Start of Block
PR #1030, opened 2022-06-13
Add heap tools to production image

sldblog:

Add/enable JVM heap-related tools to the production Docker image.

### Using jhsdb and jmap

Our images run as non-root on the hosting environment, so adding tooling on the fly is not possible.

We are having out-of-memory errors on one instance (ndmis-performane-report containers) so let's include tooling to
investigate the heap (part of JDK).

### Enable saving heap dumps on out-of-memory

All applications run with `-XX:+HeapDumpOnOutOfMemoryError -XX:HeapDumpPath=/dumps`, but this folder is not writeable for the NDMIS cronjob, resulting in

    Unable to create /dumps: Permission denied

### DIFF
--- a/Dockerfile
+++ b/Dockerfile
@@ -23,7 +23,7 @@ RUN ./gradlew assemble
 
 
 # ---
-FROM alpine:3.15 AS final
+FROM alpine:3.16 AS final
 LABEL maintainer="HMPPS Digital Studio <info@digital.justice.gov.uk>"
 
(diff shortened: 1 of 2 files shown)


kth13 (approved):
LGTM

sldblog:
[NDMIS report does not generate any more](https://trello.com/c/aZOvTInu/394-ndmis-report-does-not-generate-any-more)

PR #1032, opened 2022-06-15
Update spring boot dependency to fix OWASP vulnerabilities

JakeGoodwin22:

Updates spring boot version to 4.2.3 to fix OWASP vulnerabilities

Fix dependency vulnerabilities within the service.

### DIFF
--- a/build.gradle.kts
+++ b/build.gradle.kts
@@ -1,5 +1,5 @@
 plugins {
-  id("uk.gov.justice.hmpps.gradle-spring-boot") version "4.2.1"
+  id("uk.gov.justice.hmpps.gradle-spring-boot") version "4.2.3"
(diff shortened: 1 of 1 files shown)


build.gradle.kts
```diff
@@ -62,6 +62,8 @@ tasks {
 }
 
 dependencies {
+
+  implementation("org.owasp:dependency-check-gradle:7.1.1")
```
sldblog, line 66: 🙋 This is already included from `uk.gov.justice.hmpps.gradle-spring-boot`, so this change should not be needed. (The nightly job runs `./gradlew dependencyCheckAnalyze` without installing anything)

JakeGoodwin22: Removed 👍

sldblog (approved):
Cheers! 🙇‍♂️

PR #1033, opened 2022-06-16
Remove old deprecated views and tables

sldblog:

Remove old deprecated views and tables.

These views and tables were a stepping stone in extensive migrations and a safety net in case we needed to roll back.

They are no longer referenced or needed.


kth13 (approved):
LGTM

PR #1034, opened 2022-06-16
Remove deprecated fields

sldblog:

Remove deprecated fields from the `referral` table
Remove unused field from the `draft_referral` table

Migration safety:

- `DROP COLUMN` requires an exclusive lock during the DDL change, but does not rewrite the table. So the lock won't be held long. Still, the referral table is used in **everything**, so let's do this migration out of hours (past 9 pm).
- `pg_depends` shows that only the two constraints are referencing these columns and they will be dropped automatically.

`deprecated_assigned_*` fields were a stepping stone in migrating assignments into `referral_assignment`. We left them in case we needed to roll back. They are no longer referenced or needed.

`maximum_enforceable_days`, `completion_deadline` and `further_information` are now in `referral_details` and not needed in either drafts or live referrals.

`reference_number` is not generated for `draft_referral`, so it does not have to exist.


kth13 (approved):
LGTM

sldblog:
Todo: needs to include `draft_referral` table now

.circleci/config.yml
```diff
@@ -54,8 +54,8 @@ jobs:
       - run:
           name: Setup flyway and psql
           command: |
-            wget -qO- https://repo1.maven.org/maven2/org/flywaydb/flyway-commandline/7.7.0/flyway-commandline-7.7.0-linux-x64.tar.gz | \
-              tar xvz && sudo ln -s `pwd`/flyway-7.7.0/flyway /usr/local/bin
+            wget -qO- https://repo1.maven.org/maven2/org/flywaydb/flyway-commandline/8.5.13/flyway-commandline-8.5.13-linux-x64.tar.gz | \
+              tar xvz && sudo ln -s `pwd`/flyway-8.5.13/flyway /usr/local/bin
```
sldblog, line 58: Updates flyway to the version we use now
```
$ ./gradlew dependencies | grep flyway
+--- org.flywaydb:flyway-core -> 8.5.13
```

kth13 (approved):
LGTM

sldblog:
Superseded by #1400
@kth13 Could you re-review that, please? Sorry.

PR #1015, opened 2017-05-16
Correct tica warning

dr-nate:
Fix confusing ~error~ warning message. Currently it gives a message like:

```
The number of features (500) is greater than the length of the data (2172)...
```
When the number of features is 2172 and the length of the data is 500.

 - [ ] Add tests
 - [ ] Update changelog

[Describe changes here]


dr-nate:
Note that the actual test in the if statement is correct, just the warning is printed incorrectly. Minor but why not fix it.

mpharrigan:
lol thanks nate!

cxhernandez:
woops 😞

PR #1018, opened 2017-06-11
Change to FeatureSelector 'which_feat' setter. 

RobertArbon:
 - [x] Add tests
 - [x] Update changelog

`FeatureSelector` setter for `which_feat` previously cast all non-list variables to a list. 
```
if not list:
    value = [value]
```
This was causing `KeyError`'s with the  Tree-based Parzen Estimator method in Osprey as it passes tuples (seemingly impossible to change) to the `which_feat` variable. e.g.
```
which_feat = ('phi', 'psi')
```
got converted by the setter to:
```
which_feat = [('phi', 'psi')]
```
instead of:
```
which_feat = ['phi', 'psi']
```

This PR now fixes that by checking for string variable separately and casts everything else as a list: 
```
if string:
    value = [value]
if dictionary:
   TypeError
if value not in feature_list:
    TypeError
else:
     value = list(value)
```

### DIFF
--- a/docs/changelog.rst
+++ b/docs/changelog.rst
@@ -17,6 +17,7 @@ New Features
 
 Improvements
 ~~~~~~~~~~~~
+- ```FeatureSelector``` is now compatible with Tree-structure Parzen Estimator method in Osprey
 
 
 v3.8 (April 26, 2017)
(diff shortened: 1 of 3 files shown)


cxhernandez:
Thanks!

PR #1019, opened 2017-06-15
Fixed error in ligand contact CA featurizer

cing:
 - [x] Add tests

Just a tiny typo that prevented ligand contact featurizer scheme="ca" from running. I made a test that catches it but it required a new fake trajectory with only one c-alpha per residue.

Bigger picture, the single-atom 'ca' scheme of ligand contact featurizing should probably support any atom name in the ligand rather than strictly 'ca'. Until then, renaming an atom in the ligand topology is pretty painless.


brookehus:
Looks good, thanks. If we were going the change anything about the scheme parameter, it should be done in mdtraj (see [here](https://github.com/mdtraj/mdtraj/blob/master/mdtraj/geometry/contact.py#L157) and following).

PR #1027, opened 2017-08-03
Add a maximum number of iterations in prinz mle

mpharrigan:
For some reason, my mle estimation was not converging within tolerance which resulted in a seemingly infinite loop and you cant ctrl-C. This adds a limit to the number of iterations attempted. 

looks like this pr is also pulling in #1024 . i can rebase if necessary

### DIFF
--- a/msmbuilder/msm/src/transmat_mle_prinz.c
+++ b/msmbuilder/msm/src/transmat_mle_prinz.c
@@ -4,6 +4,8 @@
 #include <stdlib.h>
 #include "transmat_mle_prinz.h"
 
+#define MAX_ITER 10000
+
 /**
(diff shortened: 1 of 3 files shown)


msmbuilder/msm/src/transmat_mle_prinz.c
```diff
@@ -4,6 +4,8 @@
 #include <stdlib.h>
 #include "transmat_mle_prinz.h"
 
+#define MAX_ITER 10000
```
msultan: Is that enough iterations to fit most matrices? I don't have an intuition about what the order of magnitude for the iteration count should be.

mpharrigan: it's usually 5 - 50

PR #1028, opened 2017-08-07
I was getting a "chain_dict referenced before assignment" error here.

dr-nate:
It's unclear to me if there was ever any reason for `chain_dict` to not
be always initialized at the start of this method. It doesn't seem to
be used anywhere else.

 - [ ] Add tests
 - [ ] Update changelog

[Describe changes here]


brookehus:
Thanks for this! Changes make sense to me (oops), will wait for builds to pass.

brookehus:
@msmbuilder/developers can i merge? what's up with travis?

cxhernandez:
yeah go ahead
End of Block
▶ _Exercise description_: Answer with an exact copy of the lines from the one containing "PR #1028, opened 2017-08-07" through the end of the entries above, leaving out everything before.

▶ _Answer for this exercise_:
PR #1028, opened 2017-08-07
I was getting a "chain_dict referenced before assignment" error here.

dr-nate:
It's unclear to me if there was ever any reason for `chain_dict` to not
be always initialized at the start of this method. It doesn't seem to
be used anywhere else.

 - [ ] Add tests
 - [ ] Update changelog

[Describe changes here]


brookehus:
Thanks for this! Changes make sense to me (oops), will wait for builds to pass.

brookehus:
@msmbuilder/developers can i merge? what's up with travis?

cxhernandez:
yeah go ahead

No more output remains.